**Your instructions:**
Copy each entry below exactly as it reads.

**Saved data entries:**
######

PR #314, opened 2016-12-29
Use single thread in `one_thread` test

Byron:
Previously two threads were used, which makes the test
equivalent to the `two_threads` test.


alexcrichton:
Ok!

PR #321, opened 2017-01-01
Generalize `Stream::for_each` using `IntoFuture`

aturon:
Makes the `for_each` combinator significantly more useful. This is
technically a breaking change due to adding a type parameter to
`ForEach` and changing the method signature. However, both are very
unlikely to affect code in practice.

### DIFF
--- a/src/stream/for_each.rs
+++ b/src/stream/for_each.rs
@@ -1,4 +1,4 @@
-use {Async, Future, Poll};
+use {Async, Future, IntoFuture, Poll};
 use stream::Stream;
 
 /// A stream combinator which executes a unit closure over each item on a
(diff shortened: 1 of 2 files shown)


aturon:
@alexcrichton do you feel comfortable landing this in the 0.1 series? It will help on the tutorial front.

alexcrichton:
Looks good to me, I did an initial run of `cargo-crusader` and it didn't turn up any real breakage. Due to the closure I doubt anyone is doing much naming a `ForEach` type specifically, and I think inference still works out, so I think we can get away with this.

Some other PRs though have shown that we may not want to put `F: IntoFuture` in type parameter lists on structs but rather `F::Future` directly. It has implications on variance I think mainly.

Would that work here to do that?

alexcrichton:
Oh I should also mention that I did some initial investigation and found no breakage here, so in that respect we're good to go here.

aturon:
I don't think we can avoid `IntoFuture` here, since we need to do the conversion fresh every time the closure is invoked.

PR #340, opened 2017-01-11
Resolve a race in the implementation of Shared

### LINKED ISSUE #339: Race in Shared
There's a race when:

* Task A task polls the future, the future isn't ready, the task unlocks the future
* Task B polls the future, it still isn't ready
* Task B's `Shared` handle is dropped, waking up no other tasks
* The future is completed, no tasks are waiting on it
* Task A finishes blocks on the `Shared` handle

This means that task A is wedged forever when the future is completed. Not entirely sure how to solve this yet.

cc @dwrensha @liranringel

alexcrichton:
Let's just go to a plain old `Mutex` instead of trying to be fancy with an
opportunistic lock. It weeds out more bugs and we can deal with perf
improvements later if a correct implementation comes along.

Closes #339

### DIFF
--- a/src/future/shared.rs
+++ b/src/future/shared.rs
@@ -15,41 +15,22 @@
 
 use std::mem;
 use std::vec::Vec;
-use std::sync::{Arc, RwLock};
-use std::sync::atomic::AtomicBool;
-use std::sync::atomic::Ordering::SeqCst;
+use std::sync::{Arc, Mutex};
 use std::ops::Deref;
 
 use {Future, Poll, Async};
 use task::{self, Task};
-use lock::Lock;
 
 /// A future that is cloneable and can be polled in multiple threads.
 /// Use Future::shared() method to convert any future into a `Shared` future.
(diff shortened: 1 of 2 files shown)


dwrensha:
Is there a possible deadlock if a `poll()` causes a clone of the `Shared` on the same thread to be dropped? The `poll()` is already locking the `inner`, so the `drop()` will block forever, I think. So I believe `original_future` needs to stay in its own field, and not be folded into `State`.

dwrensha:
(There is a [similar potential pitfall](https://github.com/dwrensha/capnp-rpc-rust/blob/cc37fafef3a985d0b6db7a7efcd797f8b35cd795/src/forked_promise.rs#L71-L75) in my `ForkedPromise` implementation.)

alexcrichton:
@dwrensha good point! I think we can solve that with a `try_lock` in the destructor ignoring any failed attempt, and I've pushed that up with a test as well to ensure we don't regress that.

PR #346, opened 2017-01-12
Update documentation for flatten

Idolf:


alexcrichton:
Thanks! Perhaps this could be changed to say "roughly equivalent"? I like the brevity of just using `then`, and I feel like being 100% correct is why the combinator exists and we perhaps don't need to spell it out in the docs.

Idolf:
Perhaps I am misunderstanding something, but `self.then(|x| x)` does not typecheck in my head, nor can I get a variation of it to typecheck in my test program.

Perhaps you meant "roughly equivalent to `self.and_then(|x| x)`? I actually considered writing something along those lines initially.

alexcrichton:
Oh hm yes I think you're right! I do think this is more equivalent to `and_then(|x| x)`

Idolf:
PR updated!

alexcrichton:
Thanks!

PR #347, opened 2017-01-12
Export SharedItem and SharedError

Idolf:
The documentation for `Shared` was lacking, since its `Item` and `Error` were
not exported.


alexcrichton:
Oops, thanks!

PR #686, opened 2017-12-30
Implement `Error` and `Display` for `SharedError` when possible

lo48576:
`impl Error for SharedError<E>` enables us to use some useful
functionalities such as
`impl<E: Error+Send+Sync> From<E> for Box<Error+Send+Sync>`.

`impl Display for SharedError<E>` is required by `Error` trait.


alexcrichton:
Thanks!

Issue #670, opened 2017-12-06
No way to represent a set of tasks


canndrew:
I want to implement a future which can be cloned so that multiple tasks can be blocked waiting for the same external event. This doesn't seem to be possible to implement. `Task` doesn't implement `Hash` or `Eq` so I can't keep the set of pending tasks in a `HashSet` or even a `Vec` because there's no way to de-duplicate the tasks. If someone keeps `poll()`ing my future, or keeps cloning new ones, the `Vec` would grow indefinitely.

######

**Exercise result:**
PR #314, opened 2016-12-29
Use single thread in `one_thread` test

Byron:
Previously two threads were used, which makes the test
equivalent to the `two_threads` test.


alexcrichton:
Ok!

PR #321, opened 2017-01-01
Generalize `Stream::for_each` using `IntoFuture`

aturon:
Makes the `for_each` combinator significantly more useful. This is
technically a breaking change due to adding a type parameter to
`ForEach` and changing the method signature. However, both are very
unlikely to affect code in practice.

### DIFF
--- a/src/stream/for_each.rs
+++ b/src/stream/for_each.rs
@@ -1,4 +1,4 @@
-use {Async, Future, Poll};
+use {Async, Future, IntoFuture, Poll};
 use stream::Stream;
 
 /// A stream combinator which executes a unit closure over each item on a
(diff shortened: 1 of 2 files shown)


aturon:
@alexcrichton do you feel comfortable landing this in the 0.1 series? It will help on the tutorial front.

alexcrichton:
Looks good to me, I did an initial run of `cargo-crusader` and it didn't turn up any real breakage. Due to the closure I doubt anyone is doing much naming a `ForEach` type specifically, and I think inference still works out, so I think we can get away with this.

Some other PRs though have shown that we may not want to put `F: IntoFuture` in type parameter lists on structs but rather `F::Future` directly. It has implications on variance I think mainly.

Would that work here to do that?

alexcrichton:
Oh I should also mention that I did some initial investigation and found no breakage here, so in that respect we're good to go here.

aturon:
I don't think we can avoid `IntoFuture` here, since we need to do the conversion fresh every time the closure is invoked.

PR #340, opened 2017-01-11
Resolve a race in the implementation of Shared

### LINKED ISSUE #339: Race in Shared
There's a race when:

* Task A task polls the future, the future isn't ready, the task unlocks the future
* Task B polls the future, it still isn't ready
* Task B's `Shared` handle is dropped, waking up no other tasks
* The future is completed, no tasks are waiting on it
* Task A finishes blocks on the `Shared` handle

This means that task A is wedged forever when the future is completed. Not entirely sure how to solve this yet.

cc @dwrensha @liranringel

alexcrichton:
Let's just go to a plain old `Mutex` instead of trying to be fancy with an
opportunistic lock. It weeds out more bugs and we can deal with perf
improvements later if a correct implementation comes along.

Closes #339

### DIFF
--- a/src/future/shared.rs
+++ b/src/future/shared.rs
@@ -15,41 +15,22 @@
 
 use std::mem;
 use std::vec::Vec;
-use std::sync::{Arc, RwLock};
-use std::sync::atomic::AtomicBool;
-use std::sync::atomic::Ordering::SeqCst;
+use std::sync::{Arc, Mutex};
 use std::ops::Deref;
 
 use {Future, Poll, Async};
 use task::{self, Task};
-use lock::Lock;
 
 /// A future that is cloneable and can be polled in multiple threads.
 /// Use Future::shared() method to convert any future into a `Shared` future.
(diff shortened: 1 of 2 files shown)


dwrensha:
Is there a possible deadlock if a `poll()` causes a clone of the `Shared` on the same thread to be dropped? The `poll()` is already locking the `inner`, so the `drop()` will block forever, I think. So I believe `original_future` needs to stay in its own field, and not be folded into `State`.

dwrensha:
(There is a [similar potential pitfall](https://github.com/dwrensha/capnp-rpc-rust/blob/cc37fafef3a985d0b6db7a7efcd797f8b35cd795/src/forked_promise.rs#L71-L75) in my `ForkedPromise` implementation.)

alexcrichton:
@dwrensha good point! I think we can solve that with a `try_lock` in the destructor ignoring any failed attempt, and I've pushed that up with a test as well to ensure we don't regress that.

PR #346, opened 2017-01-12
Update documentation for flatten

Idolf:


alexcrichton:
Thanks! Perhaps this could be changed to say "roughly equivalent"? I like the brevity of just using `then`, and I feel like being 100% correct is why the combinator exists and we perhaps don't need to spell it out in the docs.

Idolf:
Perhaps I am misunderstanding something, but `self.then(|x| x)` does not typecheck in my head, nor can I get a variation of it to typecheck in my test program.

Perhaps you meant "roughly equivalent to `self.and_then(|x| x)`? I actually considered writing something along those lines initially.

alexcrichton:
Oh hm yes I think you're right! I do think this is more equivalent to `and_then(|x| x)`

Idolf:
PR updated!

alexcrichton:
Thanks!

PR #347, opened 2017-01-12
Export SharedItem and SharedError

Idolf:
The documentation for `Shared` was lacking, since its `Item` and `Error` were
not exported.


alexcrichton:
Oops, thanks!

PR #686, opened 2017-12-30
Implement `Error` and `Display` for `SharedError` when possible

lo48576:
`impl Error for SharedError<E>` enables us to use some useful
functionalities such as
`impl<E: Error+Send+Sync> From<E> for Box<Error+Send+Sync>`.

`impl Display for SharedError<E>` is required by `Error` trait.


alexcrichton:
Thanks!

Issue #670, opened 2017-12-06
No way to represent a set of tasks


canndrew:
I want to implement a future which can be cloned so that multiple tasks can be blocked waiting for the same external event. This doesn't seem to be possible to implement. `Task` doesn't implement `Hash` or `Eq` so I can't keep the set of pending tasks in a `HashSet` or even a `Vec` because there's no way to de-duplicate the tasks. If someone keeps `poll()`ing my future, or keeps cloning new ones, the `Vec` would grow indefinitely.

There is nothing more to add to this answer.